Terry Woodward from Owensboro, Kentucky, came down and offered us a home. The base first was there in Owensboro. Then, Allen Mills, the late Randall Hylton and I constructed the first set of bylaws. Obviously, there’s been amendments along the way, as there should be, because there’s gonna be some change as you progress. We interviewed and hired Dan Hayes as director, which was a real plus for us at that time. Dan served us well for over 20 years. I, for one, was sorry to see him go, but I feel very confident that Nancy Cardwell will do an excellent job. She’s been there for a long time, she’s well versed in how the organization is run and she has a deep love for the music.

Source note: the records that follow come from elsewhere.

Issue #40010, opened 2024-03-18
Add customizers to R2DBC ProxyConnectionFactory / ConnectionFactoryDecorator


pauljohe-dnb:
Would it be possible to make it easy to apply customizers to R2DBC observability?

For example, consider this fuctional interface:

```java
@FunctionalInterface
public interface ProxyConnectionFactoryBuilderCustomizer {
    void customize(ConnectionFactory connectionFactory, ProxyConnectionFactory.Builder builder);
}
```

The current listener `org.springframework.boot.actuate.autoconfigure.r2dbc.R2dbcObservationAutoConfiguration` could be re-written:

```java
@Bean
ConnectionFactoryDecorator connectionFactoryDecorator(ObjectProvider<ProxyConnectionFactoryBuilderCustomizer> customizers) {
    return (connectionFactory) -> {
        var builder = ProxyConnectionFactory.builder(connectionFactory);
        customizers.forEach(customizer -> customizer.customize(connectionFactory, builder));
        return builder.build();
    };
}

@Bean
@ConditionalOnBean(ObservationRegistry.class)
ProxyConnectionFactoryBuilderCustomizer connectionObserver(R2dbcObservationProperties properties,
                                                           ObservationRegistry observationRegistry,
                                                           ObjectProvider<QueryObservationConvention> queryObservationConvention,
                                                           ObjectProvider<QueryParametersTagProvider> queryParametersTagProvider) {
    return (connectionFactory, builder) -> {
        HostAndPort hostAndPort = extractHostAndPort(connectionFactory);
        ObservationProxyExecutionListener listener = new ObservationProxyExecutionListener(observationRegistry,
                connectionFactory, hostAndPort.host(), hostAndPort.port());
        listener.setIncludeParameterValues(properties.isIncludeParameterValues());
        queryObservationConvention.ifAvailable(listener::setQueryObservationConvention);
        queryParametersTagProvider.ifAvailable(listener::setQueryParametersTagProvider);
        builder.listener(listener);
    };
}
```

With this pattern, it is very easy for other applications to apply their own listeners and customizations to the `ProxyConnectionFactory` initalization.

philwebb:
Thanks for the suggestion @pauljohe-dnb. We generally like the idea of a customizer, although having one that accepts two parameters isn't that common.
 
[...]

PR #40555, opened 2024-04-28
Add a customizer for ProxyConnectionFactory.Builder from r2dbc-proxy

ttddyy:
With upgrading to `r2dbc-proxy 1.1.5.RELEASE`(should be addressed by the dependency upgrade commits), this could be a change mentioned in https://github.com/spring-projects/spring-boot/issues/40010

NOTE:  
Now the `R2dbcObservationAutoConfiguration` is more generic to r2dbc-proxy. It could be renamed to `R2dbcProxyAutoConfiguration`.


mhalbritter:
Thanks Tadaya! I've split the auto-configurations in two: one for the r2dbc proxy, and left the observation bits in `R2dbcObservationAutoConfiguration`.

PR #40588, opened 2024-05-01
Document default value of management.zipkin.tracing.encoding

izeye:
This PR adds a configuration properties metadata entry for the default value of the `management.zipkin.tracing.encoding`.

See gh-39049


mhalbritter:
Thanks!

PR #40590, opened 2024-05-01
Remove reassignments for builders in GraphQL auto-configurations

izeye:
This PR removes reassignments for builders in GraphQL auto-configurations as it doesn't seem to be necessary.


philwebb:
Thanks @izeye!

PR #40604, opened 2024-05-02
Clarify devtools restart class loader

dsyer:
I read the section in the user guide and it helpfully suggested setting spring.devtools.restart.enabled=false to eliminate possible sources of failure. And that fixed it. But now I want to switch it back on, and I don't know how to craft the right configuration.

This change would help.


mhalbritter:
Thanks Dave!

So, we saw our plan come to fruition. As we evolved, the awards show started and we added the Hall of Fame. It was a dream of ours and in the last 20-plus years, our music has become internationally known. It’s still minority music, but we’re light-years ahead of where we were when we started the IBMA. It is good to see it grow and obviously, any one organization can’t be all things to all people; I know that. We all know that, but I don’t know of any other place that tries to be as accommodating to everybody as humanly possible, I can say that.”

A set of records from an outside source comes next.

PR #25, opened 2019-10-23
[Toolchains] - look for tools relative to the executable path.

JhonnyBillM:
Once swift-driver is installed in the Toolchain, we can look for tools right next to it's executable path, this help us to be more platform agnostic while locating the toolchain.

This is the first step in this direction, we will need to make this more robust to get rid of xcrun if possible, and get a proper linux implementation.

---

The other options are:

1. Shim LLVM's [getMainExecutable](https://github.com/apple/swift-llvm/blob/5bccd3526fd93ceb9e9de4ece0ffa2c5e26a9a02/lib/Support/Unix/Path.inc#L174) method using `swift-lldb`, and expose the API from `lldbSwift` to `tools-support-core`, so other projects such as `SwiftPM` would benefit from this. 

2. Try to implement something like LLVM's [getMainExecutable](https://github.com/apple/swift-llvm/blob/5bccd3526fd93ceb9e9de4ece0ffa2c5e26a9a02/lib/Support/Unix/Path.inc#L174) method in `tools-support-core`. But I don't think this is 100 % feasible right now; this should be implemented in some low-level library such as `LLVM`, `swift-lldb` or `Foundation`, to maintain projects as `SwiftPM` and `swift-driver` platform agnostic as possible.


Sources/SwiftDriver/Toolchains/Toolchain.swift
```diff
@@ -74,4 +75,9 @@ extension Toolchain {
     ).spm_chomp()
     return Triple(triple)
   }
+  
+  /// Returns the `executablePath`'s directory.
+  public var executableDir: AbsolutePath {
+    AbsolutePath(Bundle.main.executablePath ?? "").parentDirectory
```
harlanhaskins: This seems like a good candidate for

```swift
guard let path = Bundle.main.executablePath else {
  fatalError("could not find executable path")
}
```

harlanhaskins:
Just wanna make sure this does the right thing falling back

@swift-ci please test

Sources/SwiftDriver/Toolchains/Toolchain.swift
JhonnyBillM: Agree! 
**Done**

harlanhaskins:
@swift-ci please test

harlanhaskins:
@swift-ci please test

Sources/SwiftDriver/Toolchains/DarwinToolchain.swift
```diff
@@ -20,38 +20,25 @@ fileprivate func envVarName(forExecutable toolName: String) -> String {
...
-    return AbsolutePath("/usr/bin/" + exec)
-  #endif
+  
+  public init(env: [String: String]) {
+    self.env = env
   }
-
+  
   /// Retrieve the absolute path for a given tool.
   public func getToolPath(_ tool: Tool) throws -> AbsolutePath {
```
DougGregor: There's a lot of redundancy between this and the `GenericUnixToolchain`. Can we sink the main implementation of `getToolPath(_:)` down into `Toolchain` and handle the differences some other way? We'd like the toolchains to behave similarly wherever we can.

Sources/SwiftDriver/Toolchains/DarwinToolchain.swift
```diff
@@ -137,4 +119,29 @@ public final class DarwinToolchain: Toolchain {
     \(isShared ? "_dynamic.dylib" : ".a")
     """
   }
+  
+  /// Looks for the executable in the `SWIFT_DRIVER_TOOLNAME_EXEC` enviroment variable, if found nothing,
```
DougGregor: Typo "enviroment"

Sources/SwiftDriver/Toolchains/DarwinToolchain.swift
```diff
@@ -137,4 +119,29 @@ public final class DarwinToolchain: Toolchain {
...
+  private func xcrunFind(exec: String) throws -> AbsolutePath {
+  #if os(macOS)
+    let path = try Process.checkNonZeroExit(
+      arguments: ["xcrun", "-sdk", "macosx", "--find", exec],
+      environment: env
+    ).spm_chomp()
+    return AbsolutePath(path)
+  #else
+    // This is a hack so our tests work on linux. We need a better way for looking up tools in general.
+    return AbsolutePath("/usr/bin/" + exec)
```
DougGregor: Can we search the `PATH` instead of hardcoding `/usr/bin`?

Sources/SwiftDriver/Toolchains/DarwinToolchain.swift
```diff
@@ -137,4 +119,29 @@ public final class DarwinToolchain: Toolchain {
...
+    } else if let path = lookupExecutablePath(filename: exec, searchPaths: [executableDir]) {
+      return path
+    }
+    return try xcrunFind(exec: exec)
+  }
+  
+  private func xcrunFind(exec: String) throws -> AbsolutePath {
+  #if os(macOS)
+    let path = try Process.checkNonZeroExit(
+      arguments: ["xcrun", "-sdk", "macosx", "--find", exec],
```
DougGregor: It's unfortunate to have host-specific behavior here. How strange would it be to search for `xcrun` in the path and use it if it's there?

Sources/SwiftDriver/Toolchains/DarwinToolchain.swift
JhonnyBillM: As Harlan mentioned, this work is being done in #26 I think we can keep working on this PR and merge it until we figure it out some things before completing the work in #26

Sources/SwiftDriver/Toolchains/DarwinToolchain.swift
```diff
@@ -137,4 +119,29 @@ public final class DarwinToolchain: Toolchain {
     \(isShared ? "_dynamic.dylib" : ".a")
     """
   }
+  
+  /// Looks for the executable in the `SWIFT_DRIVER_TOOLNAME_EXEC` enviroment variable, if found nothing,
+  /// looks in the executable path; finally, fallback to xcrunFind.
+  /// - Parameter exec: executable to look for [i.e. `swift`].
+  func lookup(exec: String) throws -> AbsolutePath {
```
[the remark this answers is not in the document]
JhonnyBillM: Agree! done.

Sources/SwiftDriver/Toolchains/DarwinToolchain.swift
JhonnyBillM: Thanks, fixed.

Sources/SwiftDriver/Toolchains/DarwinToolchain.swift
JhonnyBillM: I like this approach. Done.

Sources/SwiftDriver/Toolchains/DarwinToolchain.swift
JhonnyBillM: This is "mostly" what is going to happen with the generalized way to look for tools (see #26).
I think after working on both PRs the best would be to emit an error here if we don't find xcrun in the search paths (as we only have this method in the DarwinToolchain).

DougGregor:
Conflicts everywhere! It'll be good to get this up-to-date and merged now that #25 is in. Thank you!

DougGregor:
@swift-ci please test

DougGregor:
@swift-ci please test

JhonnyBillM:
`segmentation fault` on Linux without further details 🤔.

I saw some tests failing on Linux in the main swift project too. I think this can be a CI configuration issue.

DougGregor:
@swift-ci please test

Of course, one of the constant conversations in bluegrass is whether or not the music should be expanded upon with new influences, the so-called “newgrass,” “jamgrass,” “jazzgrass” or any of a myriad of “grass” terms that attempt to describe the stretching of the traditional sounds of the music. There will always be the purists, who believe that bluegrass should always remain within the framework of the traditional five-piece band, and the new crowd, ready to take the old, sprinkle in the new and come up with an entirely different concoction.

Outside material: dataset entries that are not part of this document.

PR #26, opened 2019-10-24
[Toolchains] - Generalize lookup routines as a Toolchain extension.

JhonnyBillM:
This generalizes`lookup(exec:)` and exposes `envVar(forExecutable:)`.

Due to the generalization, the following tests were failing in Linux:
1. `testDSYMGeneration`: unableToFind(tool: "dsymutil")
2. `testLinking`: unableToFind(tool: "libtool")
3. `testStandardCompileJobs`: unableToFind(tool: "dsymutil")

`testLinking` also failed in macOS when specifying the linux target.

So, I ifdef them out, but if we need to do anything else in the test suit, just please let me know.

Lawson believes there is room for everybody, and even points to the past to evidence his argument.
“With music, you want to be ever-moving, trying to grow. I know the music the young folks play today is obviously different than what I grew up with, or different from the first generation. But innovation has always been a very important part of our music, and I don’t think anybody today was any more innovative than Bill Monroe, Lester Flatt and Earl Scruggs. Now they were innovators. They were playing things that nobody else had ever done. It was that different, it was innovative, it was thinking outside the box, and they weren’t afraid to do that.
Growth is important. One thing about growth is change. The youth today, the young pickers come along and they live in a different world than I did when I started playing, or that Mr. Monroe did when he started. The world changes a lot. You look at your baby pictures, then you look at your five year-old pictures, you look at your 15 year-old pictures and look at yourself now, and you’ll see a change. You’re still the same. But time changes you. Music is very much like that.
I have always stressed that growth is good and change is acceptable so long as we don’t lose sight of the values and the traditions in this music, the music I love better than any music in the world. If we are careful to keep that intact, and to be mindful of the people that blazed the trail and have respect for the music that started all this, then accept the young people’s innovation. They’re being innovative just like I was when I was when I came along. I always liked to try different things and so did Monroe, so did Jimmy Martin and the Osborne Brothers. Yet, after all the innovations and changes, after all the evolving that has sculpted our music, it’s still the best.”